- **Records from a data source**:
====

PR #7552, opened 2018-09-05
Intl sites

crittermike:
#### What's this PR do?
This switches from sending mail via messagebroker to sending mail via Mandrill and Mailsystem, using Mandrill template mappings.

Check out the code, run DB updates, then do things that would normally send emails, such as the forgot password link or signing up for a campaign.

### DIFF
--- a/lib/modules/dosomething/dosomething_mbp/dosomething_mbp.install
+++ b/lib/modules/dosomething/dosomething_mbp/dosomething_mbp.install
@@ -3,7 +3,7 @@
  * @file
  * Installation and schema hooks for dosomething_mbp.module.
  */
- 
+
 /**
  * Implements hook_install().
  */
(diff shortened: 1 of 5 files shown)


lib/modules/dosomething/dosomething_mbp/dosomething_mbp.install
```diff
@@ -135,9 +135,68 @@ function dosomething_mbp_update_7007() {
   dosomething_mbp_install_productions();
 }
 
+/**
+ * Add config for Mailsystem and Mandrill modules.
+ */
+function dosomething_mbp_update_7008() {
+  module_enable('mailsystem', 'mandrill');
+  $mailsystem_keys = array(
```
mirie, line 143: Do we need to have these settings set in the install hook as well?

lib/modules/dosomething/dosomething_mbp/dosomething_mbp.install
```diff
@@ -135,9 +135,68 @@ function dosomething_mbp_update_7007() {
...
+    'default-system' => 'MandrillMailSystem',
+    'mandrill_user_register' => 'MandrillMailSystem',
+    'mandrill_user_password' => 'MandrillMailSystem',
+    'mandrill_campaign_signup' => 'MandrillMailSystem',
+    'mandrill_campaign_group_signup' => 'MandrillMailSystem',
+    'mandrill_campaign_reportback' => 'MandrillMailSystem',
+  );
+  variable_set('mail_system', $mailsystem_keys);
+  variable_set('mandrill_api_key', 'Zqk_59h4hMerx3ZlEvC13A');
```
mirie: I'm not sure if we want to have the API key publicly available and set. What are your thoughts?

crittermike: We could always just manually set it after deployment. Unless you all have another method for handling API keys (env vars perhaps)?

lib/modules/dosomething/dosomething_mbp/dosomething_mbp.install
crittermike: I was basing this on the assumption that this module would never be installed again (on a new site or an environment where it's not already installed), as opposed to updated. Is that not a safe assumption?

mirie: Yeah, I think that's a valid assumption - just wanted to ask and see what you thought / if it was unnecessary.

lib/modules/dosomething/dosomething_mbp/dosomething_mbp.install
mirie: We're deploying this to Pantheon, right? Do they have anything like that available? Otherwise, yeah, I guess we could set this manually. If it's set manually after this is deployed, would anything in this update fail?

crittermike: Pantheon supports https://github.com/pantheon-systems/terminus-secrets-plugin which writes to a `secrets.json` file that you can read from, as well as https://pantheon.io/docs/guides/lockr/ which requires 2 new modules so it's probably overkill. 

I think just manual setting is probably fine though. Nothing will fail with the update - emails just won't send until we add the API key. That sound OK?

mirie: Sounds good to me! I'll generate a new API key for Mandrill for the Indonesia site now.

crittermike:
Cool cool, I just removed that from the PR.

mirie (approved):

mirie:
Okay it looks like I actually have to delete and recreate the key, so I'm going to do that instead now.... Done!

====

- **WORK INSTRUCTIONS**:
Quote, word for word, every line starting at the one that contains "mirie: Sounds good" and ending with the final line of the entries.

- **REPLY**:
mirie: Sounds good to me! I'll generate a new API key for Mandrill for the Indonesia site now.

crittermike:
Cool cool, I just removed that from the PR.

mirie (approved):

mirie:
Okay it looks like I actually have to delete and recreate the key, so I'm going to do that instead now.... Done!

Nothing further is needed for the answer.